Wana Bet.  I am more busy after retirement with this hobby.  Can't wait to see more Brad.  I really enjoyed your video.


----------



## BradG (Dec 6, 2012)

some days i feel like an octopus. lol... Would say i need a holiday but each time i do that i end up going on an extreme sports holiday! :biggrin: two weeks in the mountains this winter... 37 days away from now to be precise. not that im counting or anything!


----------



## Haynie (Dec 6, 2012)

I noticed in your video that you were etching that pen without gloves.  Is it that safe?


----------



## Curly (Dec 6, 2012)

Looks like the beginnings of a great website. :good: Do you have plans for a section on the neutralization and disposal of the waste?


----------



## OKLAHOMAN (Dec 6, 2012)

Now I know I need another 24 hours in a day just to watch these and 24 more to put that gained knowledge to use. So much to do so little time.


----------



## BradG (Dec 6, 2012)

Haynie said:


> I noticed in your video that you were etching that pen without gloves. Is it that safe?
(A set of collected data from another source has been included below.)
PR #744, opened 2024-10-01
feat: :sparkles: add `verify_package_properties()`

martonvago:
## Description

This adds:
- `verify_package_properties_complete()`: checks if all required fields are present and not empty.
- `verify_package_properties_well_formed()`: checks if the object has the expected structure, ignoring blank fields. This is so that blank fields don't fail frictionless format checks.
- `verify_package_properties()`: checks both of the above.

I've also generalised `InvalidResourcePropertiesError` to `InvalidPropertiesError` because each individual error says whether it's a package or a resource error anyway.

Closes #712 

## Reviewer Focus

This PR needs an in-depth review.

Focus on whether this is the error-behaviour we want.

## Checklist

- [x] Added or updated tests
- [x] Tests passed locally
- [x] Linted and formatted code
- [x] Build passed locally
- [x] Updated documentation

Issue #712, opened 2024-09-17
Create and test `verify_package_properties()` - a part of `edit_package_properties()`


signekb:
Signature: `verify_package_properties(properties: json/dict) -> json/dict:`

- Checks that all fields and values match the spec 
- Checks that required fields are present

Args: 

- `properties`: JSON object of the package following the Data Package spec

Returns: 

- JSON object or Error 

Context: See diagram in the [Core Python functions](https://sprout.seedcase-project.org/docs/design/implementation/python-functions) post.

martonvago:
@lwjohnst86 Which package properties do we want to treat as required in the end?

martonvago:
And what do we want to do with `None` values? If a required field is `None` that should obviously fail validation. But what about other criteria given in the spec? Because a `None` field will fail the type check during `Package.validate_descriptor`. 

Options: 1) ignore these errors coming from frictionless, 2) remove these fields from the `dict`/json object, making it compliant with the spec. 
I think I’d prefer 2, but I’m not sure at which point in the flow we should remove them. My initial feeling is to have the `*Properties` classes spit out a `dict` representation without them, as this would nip the problem in the bud. 
This would mean not having `null` fields written to `datapackage.json` — would we be happy with this? After all, a `datapackage.json` with `null` values is not valid according to the spec.

lwjohnst86:
Hm, if a required field has none, we give an error and inform the user to add it. The only time there are `None`/`null` values in the `datapackage.json` is right after creating the structure with `create_package_structure()`. After that is the `edit_package_properties()`, which is the point in the flow that the user adds the correct fields. For items that are not package properties (e.g. resources that don't exist yet), we could potentially pass the validator only the package fields.

martonvago:
I guess I'm still a bit unclear about optional fields (e.g. `homepage` or `image`). We have all fields set to `None` by default, including optional ones, so when a user passes a `PackageProperties` object with only the required fields set to some value to `edit_package_properties`, then we still have the question of what to do with the unset fields. They are `None` in both the `current_properties` coming from `datapackage.json` and `new_properties` coming from the user, so the result of joining these two can only be `None`. But writing that out to the `datapackage.json` wouldn't give a valid package (even if we ignore the resources). That's why I'm wondering about dropping these unset optional fields. Does my question make sense? 😅 

As for the field `resources`, yeah, I think here we should just ignore that / expect it to be empty.

lwjohnst86:
[...]

PR #767, opened 2024-10-09
fix: :bug: sort ids before returning them

martonvago:
## Description

This sorts IDs before returning them. It seems to be the case that the order in which dirs are returned is not determined by Python, which can lead to some inconsistent behaviour. This is causing some tests to fail remotely, but not locally (for me at least). 

Even more interestingly, the tests are run for PRs where neither one of the participating branches even has the commit with the test (🤔). I have no idea why and this does nothing to resolve that.

## Reviewer Focus

This PR needs a quick review.

Focus on CHANGES.

## Checklist

- [x] Added or updated tests
- [x] Tests passed locally
- [x] Build passed locally
- [x] Updated documentation

### DIFF
--- a/sprout/core/get_ids.py
+++ b/sprout/core/get_ids.py
@@ -16,7 +16,7 @@ def get_ids(path: Path) -> list[int]:
     dirs = list(path.glob("*/"))
     ids = list(map(get_number_from_dir, dirs))
     # Drop any empty items
-    ids = list(filter(None, ids))
+    ids = sorted(filter(None, ids))
 
     return ids
 


signekb (commented):
Couldn't we sort the ids in the tests instead? 
Or is this bc it's just nice to ensure that the ids are always sorted when used in e.g., error messages? :)

signekb:
About the whole problem: Could this be due to a bump in dependencies that change the sorting behaviour somehow? It seems that #712 started failing after Luke merged `main` into it on 3 October, and I can see that we  bumped `frictionless` (among others) on `main` on 1 October? 
I think that the `test` action just runs all tests on the branch, independently of whether there are any commits related to that test 🌻

martonvago:
Yeah, I thought we might as well sort the ids before passing them to the error message, but I don’t feel very strongly about it.

martonvago:
Yeahhh, it could be that somehow the dependencies affected the sorting, but I think we’re only using `pathlib` for it, so it would need to be in some complicated way. At least I couldn’t figure out how or why when I looked at it last week. But I also think that the key to it lies in pinpointing when exactly main started failing.

If you look at [this merged PR](https://github.com/seedcase-project/seedcase-sprout/pull/743), this has the dependency updates from 1 Oct and yet all tests passed, so that confuses things a bit.

But `test` shouldn’t run tests that don’t exist at all on the two branches involved in the PR, right?

signekb:
Ah, you're right! My bad. Yeah, this requires some detective work 🕵️ 

I'm not sure what you mean with the last part? Which two branches are you referring to? 
Since #730 has been merged to `main` and `main` has been merged to #744, the failing tests do exist on that branch, right?

signekb:
BUT, maybe this discussion of the origin of the issue should be moved out of this PR?

signekb (approved):

signekb:
I think that this is PR is a non-controversial solution to the problem, so I'll merge it 👍

Issue #757, opened 2024-10-08
Create and test `write_resource_properties`


martonvago:
Signature: `write_resource_properties(path: Path, properties: dict) -> Path:`

Context: See diagram in the [Core Python functions](https://sprout.seedcase-project.org/docs/design/implementation/python-functions) post. 

Things to think about:
- is the behaviour of the existing `verify_resource_properties` function exactly what we want here?
- be careful which object exactly (package properties vs resource properties on the package) we're updating when we merge the new resource properties into the old ones

martonvago:
@lwjohnst86 @signekb This should have occurred to me sooner but: a package can have multiple resources, so when we update/edit a resource, we only want that specific resource changed and not the others, right? For new resources we would still want to check that the resource doesn't already exist. 

For this, we would need something unique to identify resources by. Earlier we decided we don't want to save our `resource_id` (i.e. the folder name) onto the resources in `datapackage.json`, so we can't really use that. The spec implies that the `name` field on resources is unique (it makes up foreign key references), so we could use that. Would we be happy with this?

martonvago:
Oh, but we only care about one resource for this iteration. Well, the question still stands I guess 😅

lwjohnst86:
The path field in the resource property contains the resource id 😁 so we can parse that!

martonvago:
Oh trueeeee, I forgot, thanks!!!

PR #769, opened 2024-10-10
feat: :sparkles: add default values to `ResourceProperties`

martonvago:
## Description

This adds default values to fields on `ResourceProperties` and some related objects.
With this, we'll have added defaults to almost all of our properties objects.

Related to #757 

## Reviewer Focus

This PR needs a quick review.

Focus on if these defaults are okay.

## Checklist

- [x] Added or updated tests
- [x] Tests passed locally
- [x] Build passed locally
- [x] Updated documentation

### DIFF
--- a/sprout/core/properties.py
+++ b/sprout/core/properties.py
@@ -90,63 +90,58 @@ class TableDialectProperties(Properties):
     and YAML, and spreadsheets like Microsoft Excel.
 
     Attributes:
-        header (bool | None): Specifies if the file includes a header row,
+        header (bool): Specifies if the file includes a header row,
             always as the first row in the file.
-        header_rows (list[int] | None): Specifies the row numbers for the header.
-        header_join (str | None): Specifies how multiline-header files have to join
+        header_rows (list[int]): Specifies the row numbers for the header.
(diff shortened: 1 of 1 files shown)


sprout/core/properties.py
```diff
@@ -353,47 +346,44 @@ class ResourceProperties(Properties):
     richer set of metadata.
 
     Attributes:
-        name (str | None): A simple name or identifier to be used for this resource.
+        name (str): A simple name or identifier to be used for this resource.
             Should consist only of lowercase English alphanumeric characters plus
             characters in `.-_`.
-        path (str | None): A path pointing to the data for this resource.
-        data (Any | None): Inline data for this resource.
```
martonvago, line 360: I deleted this because only one of `path` or `data` can be given according to the spec (and also this makes sense for our use case)

martonvago:
If we feel like no sensible default value can be given for a field and we don't expect to use/support that field anyway, we can always just delete it!

signekb (approved):
Yay 🎉

lwjohnst86 (approved):
:raised_hands:

PR #789, opened 2024-10-15
docs: :memo: run Python code chunks in docs

lwjohnst86:
## Description

This PR makes it so the documentation showing how to use Python also runs it, so we can always know that the output shown on the docs is the same as what we build.

This PR needs a fairly short review.


martonvago (dismissed):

Note the piece was sellotaped to a length of wood, i wasnt poutting my fingers in it. an odd splash here and there isnt going to do you harm. it wont burn you like it would if you were to get a small splash of acid on your hand without noticing.

The short answer is, yes you should wear gloves.




Curly said:


> Looks like the beginnings of a great website. :good: Do you have plans for a section on the neutralization and disposal of the waste?


 
Thats a good suggestion indeed, il be sure to create a section covering that.




OKLAHOMAN said:


> Now I know I need another 24 hours in a day just to watch these and 24 more to put that gained knowledge to use. So much to do so little time.


 
Tell me about it


----------



## mredburn (Dec 6, 2012)

For your tutorial on disposing of the waste, May I suggest it show you quickly looking around and then dumping a pot of nasty steaming hot liquid over your neighbors fence. then running back inside.  Right around dusk would be perfect.:biggrin::biggrin::biggrin::biggrin::biggrin:


----------



## skiprat (Dec 6, 2012)

mredburn said:


> For your tutorial on disposing of the waste, May I suggest it show you quickly looking around and then dumping a pot of nasty steaming hot liquid over your neighbors fence. then running back inside. Right around dusk would be perfect.:biggrin::biggrin::biggrin::biggrin::biggrin:


 
Mike, he doesn't need to do that. He lives in Blackpool and is therefore allowed to just dump any old crap in the sea!!!  :tongue:

Just kidding really. The UK west coast used to have a terrible reputation for sea pollution but these days most of the beaches have first class status again. 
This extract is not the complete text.